ARIMA(1,0,0) with zero mean : -1611.047
Best model: ARIMA(1,0,0) with zero mean The algorithm indicates that the best ARIMA model is achieved with parameters p=1, d=0, q=0.
Note
auto.arima generates models with non-zero mean and zero mean.
A non-zero mean model indicates that the model has a constant term (\(c\)) or a drift term (\(d\)) if \(d > 0\). For a non-differenced series (\(d = 0\)), the constant term is a true intercept, representing the mean level around which the series fluctuates.

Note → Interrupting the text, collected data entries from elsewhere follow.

PR #40, opened 2017-09-20
Adding Dockerfile and corresponding documentation

ibnesayeed:
This Dockerfile will make development, testing, and usage of the tool easier while it would also allow automated build on Dockerhub on each change, both on commits and tags (such as on various versioned releases).

### DIFF
--- a/Dockerfile
+++ b/Dockerfile
@@ -1,0 +1,54 @@
+ARG MAVEN_VERSION=3-jdk-8
+ARG JDK_VERSION=8-jre
+
+FROM maven:$MAVEN_VERSION AS builder
+
+ARG NOTEBOOK_VERSION=0.7.0-pre2
+ARG SCALA_VERSION=2.10.5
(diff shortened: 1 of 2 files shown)


ibnesayeed:
We certainly can make this PR against `docker-aut`, which will require some changes to pull the code of `aut` from this repo. However, I don't see a good reason to even keep a separate repo for docker image, unless there are some goals that I am not aware of.

Keeping this file here in the main repo would:

* help developers build and test the code utilizing docker as they make changes in this code
* enable auto-builds in DockerHub (or any other place that receives web hooks) on each change here in the main code
* does not add any complexity or artifacts in the code other than a self-contained Dockerfile

Publishing it elsewhere would:

* require manual changes in the other repo to trigger an auto-build each time this main repo is updated
* developer's docker-based workflow would be broken as even copying the other repo locally would not allow building image based on the modifications in the main code without modification in the Dockerfile

Issue #55, opened 2017-10-02
Create tests for WriteGDF.scala


ruebot:
[`WriteGDF.scala`](https://github.com/archivesunleashed/aut/blob/master/src/main/scala/io/archivesunleashed/spark/matchbox/WriteGDF.scala) has [no test coverage](https://codecov.io/gh/archivesunleashed/aut/src/master/src/main/scala/io/archivesunleashed/spark/matchbox/WriteGDF.scala). We need to create tests for it.

ruebot:
We have 90% coverage on this one. We should cover this conditional:
https://codecov.io/gh/archivesunleashed/aut/src/master/src/main/scala/io/archivesunleashed/spark/matchbox/WriteGDF.scala#L38

greebie:
Not sure how to cover the results here.  Either way, the function will return a Unit, (), so assertion will not work.  Nor can I test for the function not creating a file.  

Would it be better if the function returned an Option or a Bool?

greebie:
I think the solution for full coverage here is to ask the function to return a value on failure vs true.  This can be an option or a Bool.  (probably Bool).

ruebot:
Cool. If you want to toss in a PR, let's see how it goes.

greebie:
It'll probably blow up some other test, but we'll see.  :)

ruebot:
Breaking shit, and blowing stuff up is how I learn :smiley:

greebie:
🗡  💩 💥 💩 💩

ruebot:
Resolved with: https://github.com/archivesunleashed/aut/commit/64a48515f42cbdc7da2254341f30f3735bee03e6

Issue #60, opened 2017-10-02
Improve RecordLoader.scala test coverage


ruebot:
[`RecordLoader.scala`](https://github.com/archivesunleashed/aut/blob/master/src/main/scala/io/archivesunleashed/spark/matchbox/RecordLoader.scala) [test coverage](https://codecov.io/gh/archivesunleashed/aut/src/master/src/main/scala/io/archivesunleashed/spark/matchbox/RecordLoader.scala) can be improved.

greebie:
Going to start with this one for now.

ruebot:
Couple more lines to cover here that #84 did not cover:
https://codecov.io/gh/archivesunleashed/aut/src/master/src/main/scala/io/archivesunleashed/spark/matchbox/RecordLoader.scala

ruebot:
Partially addressed with: https://github.com/archivesunleashed/aut/commit/a539a1c96df275315c50f6c6f51a8a2aac4884f5

greebie:
(RemoveHTML is covered 100%)

greebie:
My bad here.  The RecordLoader test coverage is not 100%, it's just misnamed.  I will try to work on it today.

ruebot:
Partially addressed with: https://github.com/archivesunleashed/aut/commit/ffb23d8323eb32de85a5ba04c946d06283538ba3

ruebot:
`RecordLoader.scala` is gone, and integrated elsewhere. Closing this one, and will open up a new ticket.

Issue #59, opened 2017-10-02
Improve TupleFormatter.scala test coverage


ruebot:
[`TupleFormatter.scala`](https://github.com/archivesunleashed/aut/blob/master/src/main/scala/io/archivesunleashed/matchbox/TupleFormatter.scala) [test coverage](https://codecov.io/gh/archivesunleashed/aut/src/master/src/main/scala/io/archivesunleashed/matchbox/TupleFormatter.scala) can be improved.

ruebot:
Couple more lines to cover here that #84 did not cover:
https://codecov.io/gh/archivesunleashed/aut/src/master/src/main/scala/io/archivesunleashed/spark/matchbox/TupleFormatter.scala

ruebot:
Partially addressed with: https://github.com/archivesunleashed/aut/commit/aaad971cb6ab09c9280504afe4dcaa2364ff1921

greebie:
Tried a number of times to improve this coverage with no success.  Not sure how to test for the LowPriorityFlatten class.

Issue #57, opened 2017-10-02
Improve RemoveHttpHeader.scala test coverage


ruebot:
[`RemoveHttpHeader.scala`](https://github.com/archivesunleashed/aut/blob/master/src/main/scala/io/archivesunleashed/spark/matchbox/RemoveHttpHeader.scala) [test coverage](https://codecov.io/gh/archivesunleashed/aut/src/master/src/main/scala/io/archivesunleashed/spark/matchbox/RemoveHttpHeader.scala) can be improved.

ruebot:
Still a few more lines to cover: https://codecov.io/gh/archivesunleashed/aut/src/master/src/main/scala/io/archivesunleashed/spark/matchbox/RemoveHttpHeader.scala#L26

greebie:
This is 100% now.  Closing.

PR #84, opened 2017-10-04
First round of unit tests

greebie:
I figure it is worth getting people to look at these early, so I can get feedback on my general approach.

These are fairly simple tests that should cover most use cases in the matchbox.  Most are basic simple assertions.  The WriteGDF is a little bit more complicated because it requires instantiating an RDD and creates a file which must be deleted.

### DIFF
--- a/src/test/scala/io/archivesunleashed/spark/matchbox/RemoveHTMLTest.scala
+++ b/src/test/scala/io/archivesunleashed/spark/matchbox/RemoveHTMLTest.scala
@@ -1,3 +1,20 @@
+/*
+ * Archives Unleashed Toolkit (AUT):
+ * An open-source platform for analyzing web archives.
+ *
+ * Licensed under the Apache License, Version 2.0 (the "License");
+ * you may not use this file except in compliance with the License.
+ * You may obtain a copy of the License at
+ *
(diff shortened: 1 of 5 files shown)


src/test/scala/io/archivesunleashed/spark/matchbox/RemoveHTMLTest.scala
```diff
@@ -0,0 +1,22 @@
+package io.archivesunleashed.spark.matchbox
```
ruebot: Can you put the LICENSE header in here?

src/test/scala/io/archivesunleashed/spark/matchbox/RemoveHttpHeaderTest.scala
```diff
@@ -0,0 +1,14 @@
+package io.archivesunleashed.spark.matchbox
```
ruebot: Same here with the LICENSE.

ianmilligan1:
Great stuff @greebie!

greebie:
All added!  Hurray!

greebie:
Resolves #55, #56, #57, #59 & #60.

For a differenced series (\(d > 0\)), the constant term can be interpreted as a drift, representing the average change per time period in the differenced series.
A zero mean model indicates that the model does not has a constant term. It assumes that the time series fluctuates around a mean of zero if \(d = 0\). For a differenced series (\(d > 0\)), this implies no deterministic trend (drift) in the data. This model is appropriate for stationary time series data that fluctuates around a mean of zero without a trend.
Let us fit the ARIMA (1, 0, 0) model with zero mean:
# fit model
arima_m2 <- arima(diff(log(df_claimants$count)), c(1, 0, 0), include.mean = FALSE)
# estimates
summary(arima_m2)
Call:
arima(x = diff(log(df_claimants$count)), order = c(1, 0, 0), include.mean = FALSE)
Coefficients:
ar1
0.4114
s.e. 0.0462
sigma^2 estimated as 0.0009013: log likelihood = 807.54, aic = -1611.08
Training set error measures:
ME RMSE MAE MPE MAPE MASE ACF1
Training set -0.001159562 0.03002149 0.01625172 -Inf Inf 0.8482966 0.025589014.7.5 Prediction
Now that we have identified our best fitting ARIMA model, we can use the model to make predictions of claimant counts into the future. But, before we do this let us see how our model fitted our data.
plot(as.ts(diff(log(df_claimants$count))), main = "Logged claimaints (first difference)", ylab = "Rates", xlab = "Time", type = "l", lty = 1, lwd = 2)
lines(fitted(arima_m2), col= "blue", lwd = 2)
The model seems to have fitted our data relatively well, even the spike in claimants during 2020 and 2021. Let us now make a prediction of future claimants with the forecast.Arima function. We predict the claimants on the next 12 months:
arima_m2 %>%
forecast(h = 12,
level = c(99)) %>% #confidence level 99%
autoplot() +
theme_bw() +
labs( y = "Rates", x = "Time")
The prediction suggests that the number of claimants are likely to vary within the range of -0.07 and 0.07 over the next 12 months of the time series.